- _RECORDS SHOWN_:

PR #415, opened 2019-04-05
Add transition replace

abutterworth:
# Transition Replace

transition-replace 2019-04-05 16_46_06

Manages a transition when replacing content. By default this component will transition the height and do a cross-fade. The transition can be customized.

TransitionReplace expects only one child at any time. Swap content inside the component (usually based on some state).

### Usage

```jsx
<TransitionReplace>
  {this.state.isEditing ? (
    <form key="the-form">
      <label htmlFor="name">First Name</label>
      <input type="text" value={name} />
      <button type="submit">Save</button>
    </form>
  ): (
    <div key="other">
      <h4>First Name</h4>
      <p>{name}</p>
    </div>
  )}
</TransitionReplace>
```

**IMPORTANT NOTE: You must provide the `key` prop for all children**, even when only rendering a single item. This is how React will determine that a child is new rather than just updated.

### Custom Transition

TransitionReplace uses [CSSTransition from the ReactTransitionGroup package](http://reactcommunity.org/react-transition-group/css-transition). The `transitionClassNames` prop is a pass-through to CSSTransitions's `classNames` prop. You can use this to change the crossfade animation. By default this value is `pgn__transition-replace` and the cross-fade is defined as below:

```css
.pgn__transition-replace-enter {
  opacity: 0;
}
.pgn__transition-replace-enter-active {
  opacity: 1;
  z-index: 1;
  transition: opacity 300ms ease;
}
.pgn__transition-replace-exit {
  opacity: 1;
}
.pgn__transition-replace-exit-active {
  opacity: 0;
  transition: opacity 300ms ease;
}
```

If you change the timing in CSS you should also match it using the `enterDuration` and `exitDuration` props.

### DIFF
--- a/src/TransitionReplace/README.md
+++ b/src/TransitionReplace/README.md
@@ -48,3 +48,9 @@ TransitionReplace uses [CSSTransition from the ReactTransitionGroup package](htt
 ```
 
 If you change the timing in CSS you should also match it using the `enterDuration` and `exitDuration` props.
+
+
+#### Note:
+
+Children are not required. When this component is empty, the a child inserted into it will not transition the height (from zero). No "replacement" transition will occur and new content will pop in like a normal insert. This behaviour makes it easier to work with asyncronously loaded content (for example: during the first load you don't have to do any special handling).
+
--- a/src/TransitionReplace/README.md
+++ b/src/TransitionReplace/README.md
@@ -15,7 +15,7 @@ TransitionReplace expects only one child at any time. Swap content inside the co
       <button type="submit">Save</button>
     </form>
   ): (
-    <div>
+    <div key="other">
       <h4>First Name</h4>
       <p>{name}</p>
     </div>
--- a/src/TransitionReplace/README.md
+++ b/src/TransitionReplace/README.md
@@ -46,3 +46,5 @@ TransitionReplace uses [CSSTransition from the ReactTransitionGroup package](htt
   transition: opacity 300ms ease;
 }
 ```
+
+If you change the timing in CSS you should also match it using the `enterDuration` and `exitDuration` props.
--- a/src/TransitionReplace/README.md
+++ b/src/TransitionReplace/README.md
@@ -1,1 +1,48 @@
 # Transition Replace
+
+Manages a transition when replacing content. By default this component will transition the height and do a cross-fade. The transition can be customized.
+
+TransitionReplace expects only one child at any time. Swap content inside the component (usually based on some state).
+
+### Usage
+
+```jsx
+<TransitionReplace>
+  {this.state.isEditing ? (
+    <form key="the-form">
+      <label htmlFor="name">First Name</label>
+      <input type="text" value={name} />
+      <button type="submit">Save</button>
+    </form>
+  ): (
+    <div>
+      <h4>First Name</h4>
+      <p>{name}</p>
+    </div>
+  )}
+</TransitionReplace>
+```
+
+**IMPORTANT NOTE: You must provide the `key` prop for all children**, even when only rendering a single item. This is how React will determine that a child is new rather than just updated.
+
+### Custom Transition
+
+TransitionReplace uses [CSSTransition from the ReactTransitionGroup package](http://reactcommunity.org/react-transition-group/css-transition). The `transitionClassNames` prop is a pass-through to CSSTransitions's `classNames` prop. You can use this to change the crossfade animation. By default this value is `pgn__transition-replace` and the cross-fade is defined as below:
+
+```css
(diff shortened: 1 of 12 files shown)


src/TransitionReplace/README.md
```diff
@@ -0,0 +1,50 @@
...
+  ): (
+    <div key="other">
+      <h4>First Name</h4>
+      <p>{name}</p>
+    </div>
+  )}
+</TransitionReplace>
+```
+
+**IMPORTANT NOTE: You must provide the `key` prop for all children**, even when only rendering a single item. This is how React will determine that a child is new rather than just updated.
```
albemarle: Is this also in the comments somewhere?  Or is there not a good place for it?

src/TransitionReplace/TransitionReplace.test.jsx
```diff
@@ -0,0 +1,80 @@
+/* eslint-disable no-plusplus, react/prop-types */
```
albemarle: Can we just take no-plusplus out of our linting?  It is not one of the rules I think is good.

src/TransitionReplace/index.jsx
```diff
@@ -0,0 +1,176 @@
...
+
+  onChildExited(htmlNode) {
+    this.setState({ height: null });
+    if (this.props.onChildExited) this.props.onChildExited(htmlNode);
+  }
+
+  renderChildTransition(child) {
+    if (!child.key && process.env.NODE_ENV === 'development') {
+      // eslint-disable-next-line no-console
+      console.warn("TransitionReplace: A child is missing a 'key' prop. Key's are required for any child of this component.");
```
albemarle: Key's -> Keys

This answers my question above about putting this info closer to the code.

abutterworth: doh thanks!

src/TransitionReplace/TransitionReplace.test.jsx
abutterworth: I agree. Tagged you over here: https://github.com/edx/eslint-config-edx/issues/47

robrap: I thought it leads to bugs in places? Seems simple to replace with `x += 1`.

src/TransitionReplace/index.jsx
```diff
@@ -0,0 +1,176 @@
...
+      </CSSTransition>
+    );
+  }
+
+  render() {
+    return (
+      <TransitionGroup
+        className={classNames('pgn-transition-replace-group', this.props.className)}
+        style={{
+          position: 'relative',
```
AlasdairSwan: Why not just use the util class ```position-relative```?

src/TransitionReplace/index.jsx
```diff
@@ -0,0 +1,176 @@
+import React from 'react';
+import PropTypes from 'prop-types';
+import { CSSTransition, TransitionGroup } from 'react-transition-group';
+import classNames from 'classnames';
+
+
+const propTypes = {
+  children: PropTypes.element,
```
AlasdairSwan: Should this be ```required``` given that without children this component wouldn't really do anything?

abutterworth: We have a current use-case in the profile app where we don't always supply children. It works fine without it – effectively it becomes a transition in from 0 height.

AlasdairSwan: Interesting, it may be worth adding an example to storybook.

src/TransitionReplace/index.jsx
abutterworth: Per this feedback, I've swapped using style to prefer bootstrap utility classes where possible. I have no particular preference on one over the other, maybe we can discuss in person pros/cons of inline styles vs utility classes in varying situations.

src/TransitionReplace/index.jsx
abutterworth: Actually just double checked this. The reason for allowing no children was to make it easier to work with async content. It won't do a transition in height from nothing. If we want it to do that we'll need to add some more to this component in the future.

AlasdairSwan: Cool, it would be great to update the readme to note this for clarity.

src/TransitionReplace/TransitionReplace.test.jsx
davidjoy: ++ on this choice

src/TransitionReplace/index.jsx
abutterworth: All set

- _HOW TO COMPLETE THIS TASK_:
Scan the data above for the string "exitDuration". Copy every line in which it appears.

- _RESULT OF THE TASK_:
If you change the timing in CSS you should also match it using the `enterDuration` and `exitDuration` props.
 If you change the timing in CSS you should also match it using the `enterDuration` and `exitDuration` props.
+If you change the timing in CSS you should also match it using the `enterDuration` and `exitDuration` props.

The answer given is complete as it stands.